Facts About the San Diego City Council’s Proposed $5,000 Per Bedroom Vacation Rental Tax
San Diegans are already paying more for everything. Councilmember Sean Elo-Rivera is proposing a $5,000 per-bedroom, per-year tax on vacation rentals. This won’t build a single new unit of housing – it just raises costs for families and threatens neighborhood jobs. Let’s fix affordability without punishing locals or shrinking our visitor economy.
What Councilmember Elo-Rivera’s Proposal Does:
- Imposes a new $5,000 per-bedroom annual tax on vacation rentals
- Claims the money will be used for the “general fund”, with no guarantee that the money will improve housing affordability or anything else for residents.
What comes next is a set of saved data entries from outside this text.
PR #4402, opened 2025-02-17
Export ESRI:54099 WGS_1984_Spilhaus_Ocean_Map_in_Square as PROJ string

rouault:
and  fix ESRI:54098 mapping to use +proj=spilhaus with +k_0=sqrt(2)

On top of PR #4401

With it:
~/proj/proj/build_cmake$ echo 41.34837298 -117.28057438 | bin/cs2cs EPSG:4326 ESRI:54099
12421874.60	-14140625.11 0.00

Which matches ESRI values of https://github.com/OSGeo/PROJ/issues/1851#issuecomment-2638222300


src/iso19111/operation/conversion.cpp
```diff
@@ -4126,17 +4126,29 @@ void Conversion::_exportToPROJString(
             "Latitude_Of_Center", common::UnitOfMeasure::DEGREE);
         const double XYPlaneRotation = parameterValueNumeric(
             "XY_Plane_Rotation", common::UnitOfMeasure::DEGREE);
-        if (scaleFactor != 1.0 || azimuth != 0.0 || latitudeOfCenter != 0.0 ||
-            XYPlaneRotation != 0.0) {
+        if (scaleFactor == 1.0 && std::fabs(azimuth - 40.17823482) <= 1e-8 &&
+            std::fabs(longitudeOfCenter - 66.94970198) <= 1e-8 &&
+            std::fabs(latitudeOfCenter - -49.56371678) <= 1e-8 &&
+            std::fabs(XYPlaneRotation - 45) <= 1e-8) {
```
jjimenezshaw: If you prefer, you can set the parameters `+lat_c`, `+lon_c`, `rot` and `azi` to use the spilhaus projection.
I added `rot` to make it more generic, and usable with ESRI Adams_ws2

src/iso19111/operation/conversion.cpp
```diff
@@ -4126,17 +4126,29 @@ void Conversion::_exportToPROJString(
...
+            // ESRI:54099 WGS_1984_Spilhaus_Ocean_Map_in_Square
+            formatter->addStep("spilhaus");
+            // ESRI implementation differs from PROJ one by a sqrt(2) factor
+            // Cf
+            // https://github.com/OSGeo/PROJ/issues/1851#issuecomment-2638222300
+            formatter->addParam("k_0", M_SQRT2);
```
jjimenezshaw: This is probably more generic.
`            formatter->addParam("k_0", M_SQRT2 * scaleFactor);`

jjimenezshaw (commented):
I tried to make `spilhaus` projections flexible enough to match ESRI adams ws2.
The only difference is the scale factor affected by sqrt(2).
But I only had the points reported by @mdsumner in the spilhaus issue #1851
If you set `spilhaus` settings `+lat_c`, `+lon_c`, `rot` and `azi` all to 0, you should have an Adams_ws2

rouault:
> If you set `spilhaus` settings `+lat_c`, `+lon_c`, `rot` and `azi` all to 0, you should have an Adams_ws2

yes I tested that.

We could indeed map ESRI Adams_WS2 as PROJ spillhaus with Scale_factor * sqrt(2) if we get confirmation that there's also a sqrt(2) factor between ESRI:54098 WGS_1984_Adams_Square_II and PROJ's +proj=adams_ws2, hence my request to the community for test points for ESRI:54098 in https://github.com/OSGeo/PROJ/issues/1851#issuecomment-2663842781 . Or maybe @melitakennedy can provide us with some?

rouault:
@kbevers I believe this PR / #4401 should be merged before 9.6.0 is cut, even if they are not "perfect", if we don't get inputs before that. For the record, I won't be available next week.

rouault:
PR updated to be more general and also replicate (almost) ESRI results for ESRI:54098

Thanks to @kgjenkins for https://github.com/kgjenkins/test-coordinates/blob/main/coordinates.csv test points:

$  echo 80 -170 | bin/cs2cs EPSG:4326 ESRI:54098
-9457033.96	13296625.29 0.00

vs ESRI: -9457034.1001	13296625.6969

$ echo 80 -170 | bin/cs2cs EPSG:4326 ESRI:54099
-6624823.23	14253430.38 0.00

vs ESRI: -6624823.16092	14253430.1778

src/iso19111/operation/conversion.cpp
rouault: done

src/iso19111/operation/conversion.cpp
rouault: done

kbevers:
> I believe this PR / https://github.com/OSGeo/PROJ/pull/4401 should be merged before 9.6.0 is cut, even if they are not "perfect",

I agree, but now that the problem has been dealt with we are in an even better position. I expect to put out the release candidate at the beginning of next week.

PR #4406, opened 2025-02-20
Insert a 'wisdom of the day' in our version string

rouault:
In the same vain as https://github.com/OSGeo/gdal/pull/11865 and https://github.com/MapServer/MapServer/pull/7233

### DIFF
--- a/src/release.cpp
+++ b/src/release.cpp
@@ -6,8 +6,10 @@
 #define STR_HELPER(x) #x
 #define STR(x) STR_HELPER(x)
 
-char const pj_release[] = "Rel. " STR(PROJ_VERSION_MAJOR) "." STR(
-    PROJ_VERSION_MINOR) "." STR(PROJ_VERSION_PATCH) ", "
-                                                    "March 1st, 2025";
+char const pj_release[] =
+    "Rel. " STR(PROJ_VERSION_MAJOR) "." STR(PROJ_VERSION_MINOR) "." STR(
+        PROJ_VERSION_PATCH) ", "
+                            "March 1st, 2025. Our mission: \"Diversity, Equity "
+                            "and Inclusion (DEI) for all CRS of the world.\" ";
 
 const char *pj_get_release() { return pj_release; }
--- a/HOWTO-RELEASE.md
+++ b/HOWTO-RELEASE.md
@@ -213,6 +213,7 @@ version numbers in the files.
 - src/proj.h:           Update PROJ_VERSION_MAJOR, PROJ_VERSION_MINOR and
                         PROJ_VERSION_PATCH.
 - src/release.cpp:      Update date to the scheduled release date.
+                        Possibly update the wisdom of the day sentence.
 - CMakeLists.txt:       Update proj_version()
 - docs/source/conf.py:  Update version number
 


src/release.cpp
```diff
@@ -6,8 +6,10 @@
...
 #define STR(x) STR_HELPER(x)
 
-char const pj_release[] = "Rel. " STR(PROJ_VERSION_MAJOR) "." STR(
-    PROJ_VERSION_MINOR) "." STR(PROJ_VERSION_PATCH) ", "
-                                                    "March 1st, 2025";
+char const pj_release[] =
+    "Rel. " STR(PROJ_VERSION_MAJOR) "." STR(PROJ_VERSION_MINOR) "." STR(
+        PROJ_VERSION_PATCH) ", "
+                            "March 1st, 2025. Our mission: \"Diversity, Equity "
+                            "and Inclusion (DEI) of all CRS of the world.\" ";
```
nyalldawson:
```suggestion
                            "and Inclusion (DEI) for all CRS of the world.\" ";
```

rouault: thanks

kbevers:
While I appreciate the sentiment on a personal level, I really do, this is a can of worms I am very hesitant to open. My work on PROJ is done in the capacity as a civil servant in a government agency in a country that has received military threats from the receiver of this protest. According to the code for Danish civil servants I am not to be political in my work - that should be left to the politicians. Of course they are working behind the scenes to resolve this weird and scary situation we find us in now. Waving red flags, however tiny they may be, I don't think is fruitful.

rouault:
> My work on PROJ is done in the capacity as a civil servant in a government agency in a country that has received military threats from the receiver of this protest. According to the code for Danish civil servants I am not to be political in my work - that should be left to the politicians

Fully understood. You don't need to +1 this if you can't.

snowman2:
I agree with @kbevers that we should leave politics out of the code as it tends to be divisive.

rouault:
> I agree with @kbevers that we should leave politics out of the code as it tends to be divisive.

I'm happy with people not happy with that to leave the project as I likely don't share their values.
As developers, we should use the tools we have to express our protest against what is going on, and exercise our little power.

src/release.cpp
```diff
@@ -6,8 +6,10 @@
...
 #define STR(x) STR_HELPER(x)
 
-char const pj_release[] = "Rel. " STR(PROJ_VERSION_MAJOR) "." STR(
-    PROJ_VERSION_MINOR) "." STR(PROJ_VERSION_PATCH) ", "
-                                                    "March 1st, 2025";
+char const pj_release[] =
+    "Rel. " STR(PROJ_VERSION_MAJOR) "." STR(PROJ_VERSION_MINOR) "." STR(
+        PROJ_VERSION_PATCH) ", "
+                            "March 1st, 2025. Our mission: \"Diversity, Equity "
+                            "and Inclusion (DEI) for all CRS of the world.\" ";
```
jayenashar, line 13: is GCJ-02 technically a CRS?  (i don't know if it's supported by PROJ but many projects don't include it)

mdsumner:
I think we need to make sure the list of wisdoms is entirely thoughtful and relevant, overseen by a diverse community, make sure it's not just a time-stamped or single-person's reflections. Totally onboard, it's an excellent addition to daily details about what software just presented at your service.

jayenashar:
> While I appreciate the sentiment on a personal level, I really do

Are you allowed to say that publicly?

rouault:
closing

PR #4412, opened 2025-02-28
Adding Latvia 2000 height transformation

yurish:
Added vertical transformation between EPSG:4949 and EPSG:7700. Grid was added to proj-data repository as well.


rouault:
@yurish I now realize that I've merged this without seeing this was a custom transformation record and something not registered in EPSG. Would you mind contacting EPSG at https://epsg.org/dataset-change-requests.html so they add a record for this transformation. This will minimize long term maintenance on the PROJ side if there's an official record for that transformation. Thanks!

yurish:
@rouault yes, I will contact them shortly

PR #4414, opened 2025-03-03
proj_download_file(): invalidate in-memory caches related to downloaded file (for the current context)

### LINKED ISSUE #4397: Downloading grids during runtime & updating available grids
From: https://github.com/pyproj4/pyproj/issues/1474

Each context has a cache of available grids it generates once and doesn't look for grids after that for performance. However, some programs download grids during runtime. Having a way to update the cache or clear it would help with this use case.

Ideas:
- Add `proj_reset_found_grids` to invalidate cache or for a specific grid.
- Have`proj_download_file` invalidate the cache or for a specific grid.

rouault:
Fixes #4397


snowman2:
Thanks 👍

PR #4416, opened 2025-03-08
Remove hashbang from bash completion.

sebastic:
Completions are meant to be sourced, not executed.

See also: https://lintian.debian.org/tags/bash-completion-with-hashbang.html

### DIFF
--- a/scripts/projinfo-bash-completion.sh
+++ b/scripts/projinfo-bash-completion.sh
@@ -1,3 +1,5 @@
+# Hashbang deliberately missing because this file should be sourced, not executed
+
 function_exists() {
     declare -f -F "$1" > /dev/null
     return $?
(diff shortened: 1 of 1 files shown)


mwtoews:
The first line should be a comment that it needs to be sourced, othwise it would be tempting to re-add the hashbang for a `.sh` file in the scripts dir.

sebastic:
The gdal completion on which this seems to be based doesn't do that either:

 https://github.com/OSGeo/gdal/blob/master/scripts/gdal-bash-completion.sh

kbevers:
@rouault I assume you are okay with this change?

> The first line should be a comment that it needs to be sourced, othwise it would be tempting to re-add the hashbang for a .sh file in the scripts dir.

@mwtoews do you mind adding such a comment?

rouault:
> @rouault I assume you are okay with this change?

yes

rouault:
> do you mind adding such a comment?

I've just done it

PR #4417, opened 2025-03-08
Fix spelling errors.

sebastic:
The lintian QA tool reported spelling errors for the Debian package build:

 * infomation -> information
 * positon    -> position


kbevers:
These are errors in the EPSG dataset ([an example](https://epsg.org/concatenated-operation_8633/Yoff-to-WGS-84-1.html?sessionkey=4l6v4597q2)) and I would prefer they be fixed upstream.

sebastic:
The Debian package already carries these changes as a patch.

The EPSG template for data submission is far too overwhelming to figure out how to translate my patch to that.

I've sent an email to [feedback@epsg.org](mailto:feedback@epsg.org) linking to this issue, that's the best I can do.

kbevers:
> I've sent an email to [feedback@epsg.org](mailto:feedback@epsg.org) linking to this issue, that's the best I can do.

I think that's a very reasonable approach and in my experience they are happy to handle this through the feedback email. Thanks for reporting the errors.

I'll close this on and we'll get the corrections once they are fixed upstream.

sebastic:
FTR:
> In v12.005 of the EPSG Dataset we have made corrections to the records which you identified, except for one record that had been deprecated [EPSG:8646]. This previously-deprecated record was not changed. We have now closed this issue.

PR #4419, opened 2025-03-10
Retry "SSL connection timeout"

pjonsson:
Building the GDAL image can fail with:

Downloading https://cdn.proj.org/de_lgvl_saarland_README.txt... (86 / 439)
Downloading https://cdn.proj.org/de_lgvl_saarland_SeTa2016.tif... (87 / 439)
Cannot open https://cdn.proj.org/de_lgvl_saarland_SeTa2016.tif: SSL connection timeout
Cannot download https://cdn.proj.org/de_lgvl_saarland_SeTa2016.tif

so add SSL connection timeout
to the list of things that get
a retry time.

Sibling of commit 72307126.

- [ ] Tests added

### DIFF
--- a/src/networkfilemanager.cpp
+++ b/src/networkfilemanager.cpp
@@ -1696,7 +1696,8 @@ static double GetNewRetryDelay(int response_code, double dfOldDelay,
         (response_code == 400 && pszErrBuf &&
          strstr(pszErrBuf, "RequestTimeout")) ||
         (pszCurlError && strstr(pszCurlError, "Connection reset by peer")) ||
-        (pszCurlError && strstr(pszCurlError, "Connection timed out"))) {
+        (pszCurlError && strstr(pszCurlError, "Connection timed out")) ||
+        (pszCurlError && strstr(pszCurlError, "SSL connection timeout"))) {
         // Use an exponential backoff factor of 2 plus some random jitter
         // We don't care about cryptographic quality randomness, hence:
         // coverity[dont_call]


hobu:
Is the SSL handshake actually timing out or do you have a MITM or proxy that's timing out? Have the TIFFs from the CDN ever been having SSL handshake time failures?

pjonsson:
I'm not sure what you are asking with the first question. If I state that I don't have a proxy or anything similar in the way, does that answer your question?

I'm also not sure if there has ever been a SSL handshake time failure for me since failures might have been silently retried without any notification. It's the first time I see this error in 1000+ builds of GDAL, but I have been busy with other things the last couple of months so it's possible I missed the error during that time.

hobu:
> I'm not sure what you are asking with the first question. 

I don't understand why this patch is needed, the ticket doesn't clearly describe the scenario in which it is needed, and this architecture has been structured this way for 5+ releases and there has been no need for it. 

It does not seem such a wise thing to be retrying SSL connections, especially when we're not given any root description of why it is needed.

pjonsson:
> the ticket doesn't clearly describe the scenario in which it is needed,

I'm building the full Ubuntu-based GDAL image in the same way as the GDAL CI:
https://github.com/OSGeo/gdal/blob/25fd4e023ee7bc1b2903cf226567818ec8284c20/.github/workflows/docker.yml#L67

> and this architecture has been structured this way for 5+ releases and there has been no need for it.
>
> It does not seem such a wise thing to be retrying SSL connections, especially when we're not given any root description of why it is needed.

I'm not sure why I got a SSL timeout after building GDAL 1000+ times. I also don't know why I intermittently got build failures caused by connection reset by peer a couple of times per month before #4106 landed.

I have to admit I'm a bit confused, are you arguing that all the retry-code in PROJ should be removed, or that SSL timeouts are special and should cause a build failure?

PR #4421, opened 2025-03-10
[Backport 9.6] Remove hashbang from bash completion.

rouault:
Backport #4416
 **Authored by:** @sebastic


kbevers:
I'll prepare RC2 tomorrow with this and the SSL patch included.

PR #4422, opened 2025-03-12
Build: make sure that BUILD_SHARED_LIBS is initialized before defining DEFAULT_EMBED_RESOURCE_FILES

rouault:
otherwise DEFAULT_EMBED_RESOURCE_FILES will be set to ON

@kbevers This is kind of a blocker, so a RC3 seems to be needed. Sorry for the inconvenience

### DIFF
--- a/CMakeLists.txt
+++ b/CMakeLists.txt
@@ -156,6 +156,13 @@ include(ProjConfig)
 include(ProjMac)
 include(policies)
 
+##############################################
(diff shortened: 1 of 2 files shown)


kbevers:
> @kbevers This is kind of a blocker, so a RC3 seems to be needed. Sorry for the inconvenience

No worries. This is why we do the release candidates. I'll push it out tomorrow afternoon.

Politicians can use it on nearly anything, including their own office spending.
- Adds another costly layer of expenses after many recent fee hikes, without creating housing.
Why it Hurts San Diegans:
- Enough is Enough: New trash fees, higher parking fees, proposals to charge for using beaches and Balboa Park, and other hikes are already straining. This adds thousands more per property, every year.
- Punishes Locals: Hosts are regular, local San Diegans: retirees, teachers, and military families, who rely on a rental home to help make ends meet. The majority of short-term rental hosts are full-time San Diego residents.
- Fewer Visitors, Fewer Jobs: When rentals go offline, neighborhoods and small businesses lose guest spending, and the City will collect less in existing visitor taxes.
- Doesn’t Create Housing: This tax doesn’t add a single home. It’s a costly experiment that repeats the pattern of more taxes, few results.
The Harm, By the Numbers:
- The amount of this tax is so high that it would lead many rentals to shut down entirely. The city could lose tens of millions of dollars in tourism occupancy tax hosts are already paying, which currently helps fund police, fire, libraries, and parks.
- The majority of hosts impacted are full-time San Diegans who rely on this income to make ends meet. It’s an unfair, targeted tax on thousands of hard-working San Diegans who can’t afford it.
What Should City Council Do Instead, the Better Path:
San Diegans need policies that lower the cost of living, not increase it more:
- Stop Making San Diego More Expensive: stop raising fees and taxes that hit families (parking, parks & rec, special events, property-based taxes).
- Real Supply Solutions: Streamline permits and speed up housing where it’s planned, rather than taxing local San Diegans.
- Focus on Accountability First: Measure results, audit existing funds, and prioritize effectiveness over new taxes that hurt San Diegans.
- Targeted enforcement: Enforce rules that protect neighborhoods without punishing compliant hosts who follow the rules.